Please reproduce, exactly and in full, the lines from the one containing "reapi: add resource status get/set API" to the end of the material below.

* RAW DATA *
········
PR #1489, opened 2026-05-27
reapi: add resource status get/set API

garlick:
Problem: reapi_cli doesn't offer interfaces for marking resources up|down, but this will be required for use in the flux-core python scheduler framework as discussed in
········
* ANSWER AREA *
reapi: add resource status get/set API

garlick:
Problem: reapi_cli doesn't offer interfaces for marking resources up|down, but this will be required for use in the flux-core python scheduler framework as discussed in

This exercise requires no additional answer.